Un fin de semana de enero, cuando tenía siete años, fue de visita a casa de sus abuelos y tuvo una pesadilla: soñó que una manada de rugientes leones se paseaba por la habitación.
Al despertarse al día siguiente, los leones habían desaparecido y toda la casa estaba en silencio.

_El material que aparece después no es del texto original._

PR #729, opened 2024-01-23
refactor: update timers

cpvalente:
PR for cleaning up duplicate responsibilities when creating new events
It removes dependencies from components and puts the weight of validation to backend

It also changes the rundown indicators to work as in the first draft

the frontend has to deliver an object of the right shape, so it will need to parse the smart time strings


packages/utils/src/validate-events/validateEvent.ts
```diff
@@ -83,3 +87,41 @@ export function validateTimes(_start?: unknown, _end?: unknown, _duration?: unkn
   // we should have covered all cases
   return { timeStart, duration, timeEnd };
 }
+
+/**
+ * Creates a valid patch object for an OntimeEvent
+ * @throws if there is not enough data to do so
+ * @param event
+ */
+export function validatePatch(event: Partial<OntimeEvent>) {
```
alex-Arc, line 96: Is this used anywhere?
Also maybe a good place to add valibot

apps/client/src/features/rundown/event-block/RundownIndicators.module.scss
```diff
@@ -0,0 +1,25 @@
...
+  background-color: $bg-colour;
+}
+
+.delay {
+  @include indicator($ontime-delay);
+}
+
+.gap {
+  @include indicator($blue-500);
+}
```
alex-Arc, line 25: I find the position of the indicators a bit random/off center
what do you think about pinning the gap indicator to the right with the other indicators and the delay inline with the the start timer filed that it is describing
image

```css
.indicators {
  font-size: calc(1rem - 5px);
  position: absolute;
  top: -1.15em;
  z-index: 2;
  margin: 0 8em;
  width: 85%;
  text-align: center;
}

@mixin indicator($bg-colour) {
  padding: 0 0.5rem;
  border-radius: 2px;
  background-color: $bg-colour;
}

.delay {
  @include indicator($ontime-delay);
  width: max-content;
  position: absolute;
  left: 0;
}

.gap {
  @include indicator($blue-500);
  width: max-content;
  position: absolute;
  right: 0;
}

```

cpvalente: I am not sure I agree. since these labels are dynamic, having them in a row improves their visibility.
Otherwise I fear users would try to find hidden meanings int their position, which is untrue.

Maybe you are correct that their current position seem to indicate that they belong to the input field. I just didnt want to have them over the buttons 😓 

Since this PR is so large, I suggest we roll with this and revisit styles in beta

PR #735, opened 2024-01-25
refactor: allow import of blocks and skip import

cpvalente:
Allows importing blocks from spreadsheets, it will also skip the import of rows which contain a timer type we dont know


alex-Arc (approved):
Works good

adding this here will allow export to sheets as well
 https://github.com/cpvalente/ontime/blob/0b5d0711b6c7f92d4186de07317c4b530c0de42a/apps/server/src/utils/sheetUtils.ts#L86
```typescript
    } else if (isOntimeBlock(event)) {
      if (key === 'title') {
        returnRows.push({
          userEnteredValue: { stringValue: event[key] },
        });
      } else if (key === 'timerType') {
        returnRows.push({
          userEnteredValue: { stringValue: 'block' },
        });
      } else {
        returnRows.push({});
      }
```

cpvalente:
> adding this here will allow export to sheets as well


nice, good catch. hopefully i did it right

alex-Arc (approved):
🎉

PR #739, opened 2024-01-27
time to end

cpvalente:
this PR makes it so that an event marked as `Time-To-End` will always update as long as it is loaded

### DIFF
--- a/apps/server/src/state.ts
+++ b/apps/server/src/state.ts
@@ -393,6 +393,10 @@ export const stateMutations = {
             const result = play();
             _shouldNotify = true;
             _isFinished = result.isFinished;
+          } else if (state.eventNow?.timerType === TimerType.TimeToEnd) {
+            // or if we are in a time-to-end timer
+            state.timer.current = getCurrent(state);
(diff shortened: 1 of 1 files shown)


alex-Arc:
Sorry I confused the Time-To-End timer type with a question about a expected end
so my opinion is not strong about this.

and is seams like the is sill a difference between a loaded and a playing event
 
image
image

cpvalente:
Hey @alex-Arc, I could not recreate, but I did find a potential misunderstanding.

firefox_Qzn74U4Sza

What is the expected behaviour for a time-to-end timer when we pause or add time?

I am under the impression that we should not allow this operation. the only way to delay a time-to-end event is by changing its scheduled end. Do you think this makes sense?

alex-Arc:
> I am under the impression that we should not allow this operation. the only way to delay a time-to-end event is by changing its scheduled end. Do you think this makes sense?

that makes sense... maybe
i' have only used this type as the first event in the show to have somthing to start without thinking about a duration but it just being a fix point in time. And for that it would make sense

PR #744, opened 2024-01-28
User fields

alex-Arc:
shape `{<label>: {type: 'string'}}`

GET `/project/custom` -> object with all custom fields 

POST `/project/custom`  `{label: <label>, type: 'string'}`  -> object with new custom field

PUT `/project/custom`  `{label: <label>, field: {label?: <new label>, type?: 'string'}}`  -> object with updated custom field 

DELETE`/project/custom/:label` -> removes a custom field


cpvalente:
Thank you @alex-Arc 

I will take a closer look at the code later, meanwhile few comments:

> shape {<id>: {label: <user label>, type: 'string'}}

I understand the intuition to have unique IDs here, but how about a simpler
`{label: {value: string, type: string}}`
Wrapping things in IDs would force us to refer to those IDs in the events. I think the extra abstraction does not provide that much value. 

> GET /project/custom -> object with all custom fields
I dont think this data set should be nested inside project. This refers to the data related to the project, not to the settings.
It is entirely conceivable that the user might want to maintain the `customFields` across projects

What do you think?

alex-Arc:
> I dont think this data set should be nested inside project. This refers to the data related to the project, not to the settings.

while it is possible that a user wants to reuse the customFields across  projects it is almost certain that if you save a project and open it again later the customFields needs to follow along so that you don't loos that information in your rundown
I'm fine with not nesting it inside the project object, where should I put it?

> I understand the intuition to have unique IDs here, but how about a simpler

I thought that you could not use spaces and special charterers in the object key, but now that i look it up it looks like everything is allowed when using the [""] method? 
But could there not a be problems if user enter a reserved word? https://www.w3schools.com/js/js_reserved.asp

cpvalente:
> I'm fine with not nesting it inside the project object, where should I put it?

I think it should be a top level object like the userFields currently are


> I thought that you could not use spaces and special charterers in the object key, but now that i look it up it looks like everything is allowed when using the [""] method? But could there not a be problems if user enter a reserved word? https://www.w3schools.com/js/js_reserved.asp

There are likely a few issues to consider, I am unsure if a reserved word is particularly bad.
Selecting `customFields["delete"]` works just fine

That doesnt mean that there aren't caveats, we should sanitise the input to make sure it is a good string.
From the top of my head I believe that characters like `"` `[]` `.` could be problematic, so maybe we stick to allowing alphanumeric values

apps/server/src/classes/data-provider/DataProvider.ts
```diff
@@ -32,6 +33,22 @@ export class DataProvider {
...
+
+  static async overrideCustomField(newData: CustomFieldDefinitions) {
+    data.customFields = { ...newData };
+    await this.persist();
+    return data.customFields;
+  }
+
+  static getCustomField() {
+    return data.customFields;
+  }
```
cpvalente, line 50: I think the dataprovider should be pretty dumb.
Meaning we should have a single setter function as we do with the other fields

Also: do you mind typing the return values? it will help us when we go intro strict mode

apps/server/src/routes/projectRouter.ts
```diff
@@ -9,3 +16,12 @@ router.get('/', getProject);
 
 // create route between controller and 'POST /project' endpoint
 router.post('/', projectSanitiser, postProject);
+
+router.get('/custom', getCustomFields);
+
+//TODO: validate
+router.post('/custom', postCustomField);
```
cpvalente, line 23: I understand the instinct to keep this brief, but `custom` is a very tricky keyword to understand. `field` would have not been munch better. could we call this endpoint `custom-field`?

apps/server/src/utils/customFields.ts
```diff
@@ -0,0 +1,38 @@
+import { CustomFieldDefinitions, CustomInfo } from 'ontime-types';
+import { isAlphanumeric } from 'ontime-utils';
+import { DataProvider } from '../classes/data-provider/DataProvider.js';
+
+export const createCustomField = async (label: string, field: CustomInfo) => {
```
cpvalente, line 5: we would need some tests for this functions.
the logic can also be simplified here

Pero al salir de la cama y mirar fuera, vio que el suelo entre los edificios estaba cubierto de nieve blanca y centelleante.
– Esta noche hemos tenido nevasca -dijo el abuelo Algot.
La ondeante capa de nieve casi llegaba al alféizar de la ventana, y Henrik no había podido abrir la puerta de la casa.
– Abuelo, ¿cómo se sabe que es una nevasca?
– Nunca se sabe cuándo llegará -había contestado Algot-, pero cuando lo hace, uno sabe que está aquí.
Y Henrik lo supo allí, en la playa del Báltico. Aquello era una nevasca. El vendaval anterior había sido solo un aviso.
El viento hacía oscilar la guadaña y le molestaba. Se vio obligado a abandonarla en la nieve, pero conservó el hacha. Dio tres pasos sobre el suelo helado, se acurrucó y descansó. Luego dio tres pasos más.